**Task prompt**
Would you reproduce exactly the lines below from the one holding "PR cannot work." through the one holding "PR #2239, opened 2025-01-03", inclusive, and no others?

**Task input**

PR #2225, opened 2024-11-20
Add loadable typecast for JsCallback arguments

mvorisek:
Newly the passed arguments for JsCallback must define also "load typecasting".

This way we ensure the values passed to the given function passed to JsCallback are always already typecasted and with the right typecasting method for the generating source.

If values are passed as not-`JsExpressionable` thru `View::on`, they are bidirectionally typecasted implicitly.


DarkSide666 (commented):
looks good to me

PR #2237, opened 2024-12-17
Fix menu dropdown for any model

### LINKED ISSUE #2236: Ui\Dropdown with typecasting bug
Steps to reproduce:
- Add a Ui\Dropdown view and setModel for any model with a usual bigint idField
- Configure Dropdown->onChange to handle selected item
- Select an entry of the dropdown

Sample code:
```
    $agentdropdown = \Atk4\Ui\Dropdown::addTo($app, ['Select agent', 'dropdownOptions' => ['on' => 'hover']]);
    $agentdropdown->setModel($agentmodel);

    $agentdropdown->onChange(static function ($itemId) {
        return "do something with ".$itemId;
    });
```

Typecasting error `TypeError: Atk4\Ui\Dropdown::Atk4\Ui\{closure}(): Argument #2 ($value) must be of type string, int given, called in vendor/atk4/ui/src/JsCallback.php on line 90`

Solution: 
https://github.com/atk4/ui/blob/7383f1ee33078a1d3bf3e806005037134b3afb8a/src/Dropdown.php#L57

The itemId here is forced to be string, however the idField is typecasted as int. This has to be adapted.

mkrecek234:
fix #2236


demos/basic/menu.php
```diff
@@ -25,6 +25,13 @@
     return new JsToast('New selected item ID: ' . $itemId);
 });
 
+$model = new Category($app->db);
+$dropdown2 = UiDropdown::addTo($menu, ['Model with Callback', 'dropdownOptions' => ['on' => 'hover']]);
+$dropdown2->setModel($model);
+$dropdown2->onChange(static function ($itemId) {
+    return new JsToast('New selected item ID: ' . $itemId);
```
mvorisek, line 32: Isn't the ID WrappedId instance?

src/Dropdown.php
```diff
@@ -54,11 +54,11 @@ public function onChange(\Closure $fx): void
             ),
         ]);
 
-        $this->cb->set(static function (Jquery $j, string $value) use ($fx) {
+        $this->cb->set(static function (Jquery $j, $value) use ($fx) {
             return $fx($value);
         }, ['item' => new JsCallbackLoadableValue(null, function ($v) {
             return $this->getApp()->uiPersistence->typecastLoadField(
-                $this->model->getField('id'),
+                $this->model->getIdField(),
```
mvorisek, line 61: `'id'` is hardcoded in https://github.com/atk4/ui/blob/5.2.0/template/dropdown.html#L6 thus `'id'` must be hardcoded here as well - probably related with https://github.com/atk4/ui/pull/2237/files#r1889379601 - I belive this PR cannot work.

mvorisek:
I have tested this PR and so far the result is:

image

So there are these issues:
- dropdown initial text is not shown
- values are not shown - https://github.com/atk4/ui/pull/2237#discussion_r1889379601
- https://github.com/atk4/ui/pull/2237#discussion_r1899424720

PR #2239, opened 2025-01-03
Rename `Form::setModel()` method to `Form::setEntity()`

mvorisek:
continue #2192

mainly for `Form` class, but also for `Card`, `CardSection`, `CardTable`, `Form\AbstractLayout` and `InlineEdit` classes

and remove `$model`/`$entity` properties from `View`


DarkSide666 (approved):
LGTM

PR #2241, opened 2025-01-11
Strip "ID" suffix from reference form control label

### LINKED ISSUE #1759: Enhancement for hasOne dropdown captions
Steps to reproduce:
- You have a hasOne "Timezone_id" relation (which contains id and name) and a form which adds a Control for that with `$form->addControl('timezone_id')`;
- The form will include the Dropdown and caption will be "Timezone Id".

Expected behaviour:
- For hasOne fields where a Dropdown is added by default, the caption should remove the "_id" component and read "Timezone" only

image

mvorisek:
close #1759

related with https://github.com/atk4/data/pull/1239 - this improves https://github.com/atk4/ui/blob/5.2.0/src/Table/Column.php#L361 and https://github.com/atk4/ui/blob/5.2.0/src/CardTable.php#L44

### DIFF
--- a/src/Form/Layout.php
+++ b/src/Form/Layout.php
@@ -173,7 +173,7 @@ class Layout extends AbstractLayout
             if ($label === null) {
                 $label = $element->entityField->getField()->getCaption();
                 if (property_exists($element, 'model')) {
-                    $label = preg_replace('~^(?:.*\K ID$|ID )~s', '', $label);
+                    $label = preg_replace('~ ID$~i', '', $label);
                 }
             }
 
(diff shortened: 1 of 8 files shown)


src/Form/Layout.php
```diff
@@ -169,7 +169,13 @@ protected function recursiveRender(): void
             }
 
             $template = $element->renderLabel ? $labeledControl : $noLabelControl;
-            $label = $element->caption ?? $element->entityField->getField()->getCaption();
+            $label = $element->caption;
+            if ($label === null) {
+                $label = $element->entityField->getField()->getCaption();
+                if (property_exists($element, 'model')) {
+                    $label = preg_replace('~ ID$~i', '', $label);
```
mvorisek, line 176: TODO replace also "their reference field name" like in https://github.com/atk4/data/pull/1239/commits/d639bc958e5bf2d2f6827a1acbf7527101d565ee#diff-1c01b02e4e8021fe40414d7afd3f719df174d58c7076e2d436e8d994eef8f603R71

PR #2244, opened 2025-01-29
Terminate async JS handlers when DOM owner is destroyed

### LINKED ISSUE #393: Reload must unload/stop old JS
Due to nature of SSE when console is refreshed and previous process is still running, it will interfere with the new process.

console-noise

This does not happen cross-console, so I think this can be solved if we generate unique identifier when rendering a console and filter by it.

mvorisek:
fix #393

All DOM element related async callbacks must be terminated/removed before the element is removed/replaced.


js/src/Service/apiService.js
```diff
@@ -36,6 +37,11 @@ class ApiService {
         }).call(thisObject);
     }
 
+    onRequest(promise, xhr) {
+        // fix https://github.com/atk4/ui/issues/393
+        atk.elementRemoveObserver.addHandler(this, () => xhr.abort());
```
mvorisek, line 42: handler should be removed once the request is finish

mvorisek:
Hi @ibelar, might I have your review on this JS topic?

**Answer to this exercise**
mvorisek, line 61: `'id'` is hardcoded in https://github.com/atk4/ui/blob/5.2.0/template/dropdown.html#L6 thus `'id'` must be hardcoded here as well - probably related with https://github.com/atk4/ui/pull/2237/files#r1889379601 - I belive this PR cannot work.

mvorisek:
I have tested this PR and so far the result is:

image

So there are these issues:
- dropdown initial text is not shown
- values are not shown - https://github.com/atk4/ui/pull/2237#discussion_r1889379601
- https://github.com/atk4/ui/pull/2237#discussion_r1899424720

PR #2239, opened 2025-01-03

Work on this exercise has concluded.